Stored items
Issue #7, opened 2017-11-06
dN/dmag test


yymao:
See https://github.com/LSSTDESC/DC2_Repo/issues/21 for detail and validation data from HSC.

- [x] code to reduce mock data
- [x] code that works within DESCQA framework
- [x] validation data
- [ ] validation criteria

duncandc:
I am going to start working on this.

yymao:
Here's a preliminary result from this test, made by @duncandc: (and the [corresponding entry on DESCQA web interface](https://portal.nersc.gov/project/lsst/descqa/v2/?run=2017-12-07_26&test=ApparentMagFuncTest))
![image](https://user-images.githubusercontent.com/3792659/34000936-b0a0a690-e0bc-11e7-931b-bd644db1930e.png)

Lines are protoDC2 and buzzard_test, points are HSC. Difference in normalization may be due to a bug (still be explored). 

See also https://github.com/LSSTDESC/DC2_Repo/issues/21 for related comments.

rmandelb:
@yymao @duncandc - There has been further discussion of this test in #50 (see specifically from https://github.com/LSSTDESC/descqa/issues/50#issuecomment-360517640 onwards).  A few outstanding questions:

- as discussed there, we'd like to have some way of disabling this test for catalogs that have redshift cuts such that the N(<mag) calculation is significantly affected.  Can this be implemented based on the maximum redshift of the light cone?
- the last status of this issue was that there were bugs to work out.  Is this still in progress?
- validation criterion: we had discussed this on https://github.com/LSSTDESC/DC2_Repo/issues/21 and the proposal I would like to make is that at limiting magnitudes of 23, 24, and 25 in i-band, we should require 20% agreement in N(<mag).  At limiting magnitudes of 26 and 27, we should require 40% agreement.  Pinging a few people who may have comments on this: @janewman-pitt-edu , @msimet .

yymao:
@rmandelb To answer your questions --- 
- Yes, that can be easily implemented.
- We have not made much progress since the Sprint Week (but @duncandc can correct me if that's not the case). I am not sure if there was really a bug in getting dN/dmag from the mocks, or just that the way the validation data is constructed is not consistent with how we do it with the mock.
- Those criteria can be implemented. As mentioned above, we need to make sure the validation data is correctly/consistently constructed.

janewman-pitt-edu:
The criteria Rachel suggests sounds reasonable to me.

[...]

PR #47, opened 2017-12-08
apparent magnitude function test

duncandc:
This is a premature pull request for the apparent magnitude function test.


yymao:
This is a prototype for the test requested in #7

yymao:
Output of the current version of this validation test can be viewed at https://portal.nersc.gov/project/lsst/descqa/v2/?run=2017-12-07_26&test=ApparentMagFuncTest

Below I copy and paste @rmandelb's comments from https://github.com/LSSTDESC/DC2_Repo/issues/21

- [ ] the plot should say which is validation data and which is the sim
- [ ] the summary plot should say which sim is which
- [ ] should have an axis label for the horizontal axis that says what band is being shown
- [ ] it would be helpful to display number densities in number per square arcmin, rather than number per square degree (I know it's a minor point, but many observers have a rough rule of thumb for expected density per square arcmin in imaging data, so looking at the plot in those units without having to divide by 3600 makes it easier to do sanity checks).
- [ ] having the vertical axis explicitly say this is a number density rather than a raw number -- e.g., by noting the units -- would be helpful.

yymao:
Further suggestions on the validation criteria and plot enhancements can be found at https://github.com/LSSTDESC/DC2_Repo/issues/21

yymao:
@duncandc @rmandelb what's the current status of this test --- is it ready for review? If not, what are the necessary changes to be made?

rmandelb:
@yymao - I do not know the status; I have not seen an update for a long time. @duncandc , is there a chance this can be updated during this week?  We would like to have the dN/dmag test in place.

evevkovacs:
@rmandelb Is the level of agreement between catalog and data acceptable?
@duncandc @yymao For my information, what exactly does descqagen 2018 do? Thanks

rmandelb:
@yymao am I reading the code correctly that it's requiring a 20%-level match for all mags between 23-28.5? (i.e., the default limits are 24-27.5 but then it goes 1 mag fainter than the faint limit and 1 mag brighter than the bright limit)  This is indeed more strict than we had intended.  Our proposal as I recall had been more like a 20%-level match for 23<i<25.3 (within ~1 mag of the gold sample limit) and 40%-level match for 25.3<i<27.  The rationale behind this is that 23<i<25.3 objects will dominate the lensing constraints, so we want to match their density reasonably well, but the ones from 25.3<i<27 are mostly important because of the resulting blending with low-level detections (and this should be reasonable but it doesn't have to be as good a match as i<25.3, especially since the validation dataset is itself being extrapolated at this point).  And no validation criterion should be imposed beyond i=27 because they just don't matter that much since it's >1.5 mags beyond the nominal limit of the sample we'll use.  Does that sound like what you remember @msimet ?

Also, I highly recommend just imposing the criterion in the i band, and relying on the color tests for getting the other bands right.  It's still nice to have the plots in the other bands, I just don't think we need to cut on them.

msimet:
Yeah, that sounds about right--looks like the initial proposal was [here](https://github.com/LSSTDESC/descqa/issues/7#issuecomment-361585845), concurred by Jeff.  It still sounds reasonable to me.

katrinheitmann:
So in that issue there is also the question by Rachel about flattening 
out. How reliable is the extrapolation of HSC?

Thanks!

aphearin:
The plot below may be useful to help get a physical intuition for which population(s) of galaxies are under scrutiny in this particular test. 

hsc_apparent_mag_to_mstar_vs_z

aphearin:
@rmandelb - re: deblending. Yes, I understand and agree that's important and the primary driver here. Part of the reason I made this plot was to illustrate that, for most redshifts of interest (not z>~1), the relevant galaxies are so faint that they could just be sprinkled in randomly.

aphearin:
Are we confident that the power law extrapolation is appropriate? @rmandelb expressed some skepticism [in this comment ](https://github.com/LSSTDESC/descqa/issues/7#issuecomment-364329846)about the flattening of dn/dmag for i > 26, but this was never resolved in the subsequent discussion.

aphearin:
@yymao - before merging the PR of this HSC dN/dmag test, could you make sure that this test implements the feature where the plotted data are provided in ASCII form? This is a super nice feature of many DESCQA tests that makes it a lot quicker to improve the catalog in response to the test.

yymao:
@aphearin Good point. Will do. (cc @duncandc)

evevkovacs:
@yymao @duncandc It is also really helpful to print out any selection cuts in the test files. I usually put them in the header. See for example the text files for the N(z) test. Thanks.

evevkovacs:
@duncandc  @yymao Katrin suggested (and also Rachel some time ago) that it would be very helpful to have a panel in the validation plot showing the ratio of the catalog to the HSC extrapolation. I am happy to help implement this if you need manpower to do it.

katrinheitmann:
It would be also good to indicate where the extrapolation starts. Thanks!

rmandelb:
@aphearin 

> Are we confident that the power law extrapolation is appropriate?

Generically, very deep surveys find power law slopes of the number counts.  From a quick search, you can see this happening down to 28th magnitude in z-band in the Hubble ultra deep field in figure 6 of https://arxiv.org/pdf/astro-ph/0607632.pdf.  (The curve starts to flatten out beyond that, but they also are starting to be incomplete at that point.)  There are other examples of this in other optical bands as well, albeit relatively few that go that deep because, well, most places haven't been observed that deep.  But very deep observations like those in the UDF provide the general justification for saying "we think it's fair to extrapolate the number counts like a power law out to ~28th magnitude".  The extrapolation is plotted beyond that, which is possibly not wise, but we aren't using it for validation so I think it's not causing any actual problems.

With that said, given that the power-law fit parameters always have some uncertainty associated with them, that's another reason to weaken the validation criteria (as I've suggested) in the regime of extrapolation.

I agree with Katrin's suggestion that it is a good idea to indicate the regime of extrapolation, even though there is very good justification to believe that a power-law extrapolation is fair.

@evevkovacs 
> I aslo have a question about the HSC extrapolation. This plot shows the data turning over above magnitude 26.  Presumably, the extrapolation is not really trustworthy above this value.

Hopefully my explanation to Andrew has made you more confident in the validity of a power-law extrapolation, at least out to ~28th magnitude (we don't use it for anything beyond that, but I think it would be justifiable to stop plotting it after that point).

rmandelb:
One other thing @evevkovacs : the HSC completeness as a function of magnitude has been estimated and we know it's incomplete in the regime of flattening, so that's actually a reason to believe the power-law extrapolation *more* than we believe the data that shows a flattening.

rmandelb:
I confess I got curious about other measurements of number counts, especially since what I showed above was z-band (rather than i-band, which is what I proposed we use for this test).  So I did a search and then realized there's a nice summary figure in the HSC data release paper: see figure 16 of https://arxiv.org/pdf/1702.08449.pdf

This shows a comparison of number counts for HSC ultradeep (which is deeper than the HSC deep sample we've used here) vs. other very deep observations, all for i-band.  I believe this figure justifies the use of a power-law number counts specifically in i-band to around i=27, with some uncertainty after that point.  So that's not quite as deep as I was claiming in my comment above (based on the z-band UDF results I had suggested 28th magnitude).  However, since I proposed earlier that we only impose validation criteria against the extrapolated number counts up to a limit of 27th magnitude in i-band, I think it's all good?  If people would prefer not to show the extrapolation from HSC beyond that point, I think that would be a reasonable change.

aphearin:
@yymao - what effect are you thinking of that makes the lightcone mock incomplete?

yymao:
@aphearin I was thinking that the mock should be complete in absolute magnitude and hence incomplete in apparent magnitude. Does that make sense?

duncandc:
@yymao Presumably isn't that one of the effects this test is supposed to address? (sorry to jump in just now, I have been traveling...)

yymao:
@duncandc maybe? I am actually not sure. So there are two different potential issues in the mock: (1) the hard redshift cut at z=1 and (2) sim/model resolution limit. After looking at @aphearin's plot above and some offline discussion with @aphearin, we think issue (2) is probably ok (i.e., do not have huge impact on this test). Issue (1) is probably still problematic, but I don't know how to mitigate it for protoDC2. 

But in any case, I think we all agree that the current criterion is too stringent and should loosen it. And it would be visually helpful to indicate some of the assumptions that goes into the plot (e.g. where the data is extrapolated). 

@duncandc can you update the test accordingly (see all the comments above), or do you have different opinions/suggestions?

duncandc:
I can definitely update the criteria for the test and indicate both the extrapolation region and even the  "data" used.

rmandelb:
Right - I forgot about the z<1 issue.  That could indeed be driving the flattening at fainter mags, though there are plenty of z>1 galaxies even at the magnitudes below 25 where the mocks are already above the data.  So once we have cosmoDC2 (which I thought was going to z=2?) the mocks will be even further above the data.

aphearin:
@rmandelb @yymao @janewman-pitt-edu - In the attached plot, I wanted to know the impact of two different things on the dn/dmag HSC test:

1. Are we being impacted by the z < 1 cut that is present in the mock but not present in the data?
2. Are we being impacted by the M*>10^6 cut that is present in the mock but not present in the data?

A preliminary look at the first question appears on the left panel, the second question on the right panel. 

hsc_dndmag_redshift_mstar_cut_systematics

## Impact of the redshift cut
In the left panel, we can see that there are two basic effects of imposing redshift cuts:
* As the redshift cut is applied more aggressively, the overall normalization decreases.
* As the redshift cut is relaxed, the turnover in the LF happens at fainter magnitudes. 

This means that if we used the same model that is tuned on AlphaQ, and just scaled it up to cosmoDC2, we would improve the shortcoming of protoDC2 at faint magnitudes (i >~ 26) since the turnover would get pushed to fainter mags, but we would also increase the overall normalization, which will worsen the agreement at brighter magnitudes (i <~ 26). 

## Impact of stellar mass incompleteness
In the right panel, we can see that there is really only one effect of the stellar mass resolution effect: as stellar mass incompleteness improves, the slope turns over at fainter magnitudes. 

I noticed that Buzzard appears to have the same turnover in this test, as seen in [this DESCQA plot](https://portal.nersc.gov/project/lsst/descqa/v2/?run=2018-04-12_42&test=ApparentMagFuncTest_HSCr&right=2018-04/2018-04-12_42/ApparentMagFuncTest_HSCr/summary.png), so I thought I would tag @j-dr in case he has insight into other contributing factors. In the Buzzard plot, please ignore the protoDC2 curve that appears there, which is out of date - the relevant protoDC2 catalog is v4.5, whose DESCQA test has been given earlier in this thread and [is repeated here for convenience](https://portal.nersc.gov/project/lsst/descqa/v2/?run=2018-05-23_12&test=ApparentMagFuncTest_HSCi&catalog=proto-dc2_v4.5_rescale).

janewman-pitt-edu:
Very interesting!!! Nice idea!

yymao:
Is it possible that the stellar mass-luminosity relation is off?

aphearin:
@rmandelb - in the model, the `<M* | Mpeak>` relation is entirely independently modeled from the `<Mr | M*>` relation, so @yymao is almost certainly correct that this latter relation needs modification. I am actually working on this today. My plan is to decrease the normalization of this relation so that the `i<25` match with HSC is improved. Based on further experimentation since my last post, I actually think that stellar mass incompleteness in the UniverseMachine below M*<10^7 is actually the culprit for the incorrect turnover in the power law for i>26, so I will also be working on fixing this so that we improve the faint-end. 

As for the massive end, that is still quite puzzling to me. I really do not know how to reconcile the CMASS test that just came in with the Moustakas+13 SMF test. The SMF test is confirmed by the UniverseMachine code, which uses Moustakas+13 as fitting data, so two fully independent implementations of this test produce consistent results. Off the cuff, I don't see how color modeling can account for a 6x factor, but I have not experimented with this so I don't know for sure. I could certainly try modifying the `<Mr | M*>` relation at high mass and intermediate redshift, but this will sensitively impact all RedMapper tests, which currently pass across the board; given how much labor was involved in getting those right, this makes me pause before modifying this regime. I will take a look at how much wiggle room there is in this relation and report on the results, but in the meantime, other ideas are welcome.

yymao:
Here's the stellar mass-Magnitude relation in v2.1.2 and v4.5 for reference. Is the redshift-evolution in v4.5 too big?

image

rmandelb:
So from z=0 to z=1, the v4_5 model has a factor of a few evolution in <M* | L>?  That seems steep.  There are all the usual caveats in stellar mass estimates from data but it seems to me that some empirical comparison would be worthwhile, e.g. in COSMOS (which has the nice 30-band photometry to work from).  I could probably dig up a <M* | L> in redshift bins from there if it would be useful?  The catalogs are all sitting around on my computer somewhere...

aphearin:
Thanks @yymao - you have anticipated one of the very first things I will be experimenting with. In the model, we have explicit parametric control over the redshift-dependence of the `<Mr | M*>` relation, which is what I was going to experiment with. The reason for the increased redshift evolution was so that we passed the DEEP2 dn/dz test; this parametric leverage is also exploited to pass the HSC test. In principle, the redshift evolution can itself be M*-dependent, which would give more freedom to pass these tests in addition to the CMASS test. However, implementing and calibrating that will require significantly more labor than retuning existing parameters. I'm certainly willing to put in that labor since CMASS is a very important anchor of the high-mass end at intermediate redshift, and it would certainly be nice if cosmoDC2 is useful for accurate science in this regime. But this will take some time and implementing these improvements will necessarily come with a considerable delay of a week or perhaps even more. 

In order to do this effectively, it would be enormously helpful to have the code @Andromedanita wrote to select the CMASS sample.

rmandelb:
Also, @aphearin - if you are tuning to match dN/dmag from HSC, the z<1 cut in the sims is still relevant.  Since the median redshift is ~0.9 for an i<2.53 sample, it seems like you should actually be aiming for about 1/2 the observed cumulative counts evaluated at that limiting magnitude?

Regarding the CMASS test, one thing to keep in mind is that that has not been reviewed (I don't think?) so it might be worth an independent check?  With that said, if we think the stellar masses are ~right and the luminosity needs adjusting, then the CMASS test will be quite affected because of the mag cut.  So it seems to me that if you plan to keep the stellar mass distribution (matched to Mpeak) fixed and change the stellar mass-to-light ratio, then we should simply see what happens with the CMASS test after that point and not worry about it right onw?  It seems the sign of the change will be correct, if you're reducing the number of galaxies at fixed mag then the CMASS-like sample size should drop.

aphearin:
> Since the median redshift is ~0.9 for an i<2.53 sample, it seems like you should actually be aiming for about 1/2 the observed cumulative counts evaluated at that limiting magnitude?

Yes, understood and agreed.

> So it seems to me that if you plan to keep the stellar mass distribution (matched to Mpeak) fixed and change the stellar mass-to-light ratio, then we should simply see what happens with the CMASS test after that point and not worry about it right now?

Ok, I will do my best to strike a balance between wall clock time and mock accuracy. All this input is super, super helpful, so thanks for all the engagement @rmandelb @yymao @Andromedanita @katrinheitmann.

j-dr:
Sorry to be late to the game, but I just wanted to confirm that the issue in Buzzard is indeed that the current catalogs aren't complete to the flux limit of LSST/HSC which is why the turnover in n(<m) occurs. There aren't any additional concerns that @aphearin hasn't already pointed out.

aphearin:
Thanks for chiming in @j-dr - that makes me even more optimistic that adding in synthetic galaxies with very low stellar mass will help improve the issue. That gives an independent handle on i<~25 normalization and i>26 slope.

rmandelb:
@aphearin - to satisfy my own curiosity, I took the COSMOS 30-band photo-z catalog down to i=25, and found the median stellar mass in bins of luminosity for z<0.4 and 0.7<z<1.  The result looks like this:
image
(after restricting to a range of luminosity that is present in both redshift ranges; of course the low redshift one actually goes much fainter)

The difference between the two, in Delta(log10(stellar mass)), is here:
image
(that's just the direct subtraction of the two curves in the top plot)

aphearin:
@rmandelb - thanks for sharing, this is a helpful basis of comparison. Could I ask a favor? Would you mind making the same plot but with independent and dependent variables reversed? In the DC2 model, M* is the independent variable. So knowing delta_mag as a function of M* is the most directly portable knowledge.

janewman-pitt-edu:
@rmandelb : As I recall the Laigle catalog looks good at 0.4 < z < 1.5, but shows some oddities at lower redshift.  Could you maybe do the analysis comparing z=0.4-0.6 to a higher-z bin?

erykoff:
The redMaPPer tests do pass but the clusters are a bit richer than in DES. Not x6 but consistent sign with the CMASS increase.

aphearin:
@erykoff - could you fill in a few details about your comment on your mass-richness test? The reason I ask is that the mass range of CMASS is quite large - see [this plot](https://github.com/LSSTDESC/descqa/issues/109#issuecomment-391516110) made by @Andromedanita, for example. I would think that galaxies <L* would dominate the richness, but I don't know for sure what you mean by "richness" when you use it here. Does this refer to red-sequence-richness? Or does this richness refer to all-galaxy membership? In the mild excess you are reporting, does it pertain to galaxies in the CMASS mass range? Or is it more closely connected to lower mass galaxies?

erykoff:
Sorry to comment and run. I’m back from Paris now. Anyway, Joe has the plot of the mass richness relations which show that the halos/clusters have more “red galaxies brighter than 0.2L*” at fixed mass in 4.5 vs DES. (When I say richness you can assume I mean redMaPPer richness). This is indeed a different mass scale than cmass. But it also implies more red galaxies in the CMASS redshift range. Assuming the correct-ish luminosity function, though, increased richness means increased numbers at all luminosities, which includes the CMASS selection. But I haven’t checked any of this, this was just my quick thought based on seeing the comment thread.

rmandelb:
@aphearin @janewman-pitt-edu - I addressed both of your comments.  There are now 4 redshift ranges, and I reversed the dependent vs. independent variables before doing the calculations.  The first plot legend gives the exact redshift ranges and also my names for them that are used in the 2nd plot.
image
image

Any other changes are easily made, so just let me know.

aphearin:
Many thanks @rmandelb - this is a very helpful guideline for building a model for the redshift evolution that has sufficient flexibility. I've been chipping away at this; I'll have a progress update by Monday or Tuesday.

aphearin:
Ok @rmandelb - since you were nice enough to offer to make small variations, can I ask to look at the bottom plot, but instead always looking at bin_N - bin_1? That's the way the DC2 model is formulated, since this allows me to fine-tune the SDSS low-redshift anchor and then only modify changes relative to that anchor.

rmandelb:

Prompt: Copy out every line in the entries above that holds "sounds".

Written answer:
The criteria Rachel suggests sounds reasonable to me.
Yeah, that sounds about right--looks like the initial proposal was [here](https://github.com/LSSTDESC/descqa/issues/7#issuecomment-361585845), concurred by Jeff.  It still sounds reasonable to me.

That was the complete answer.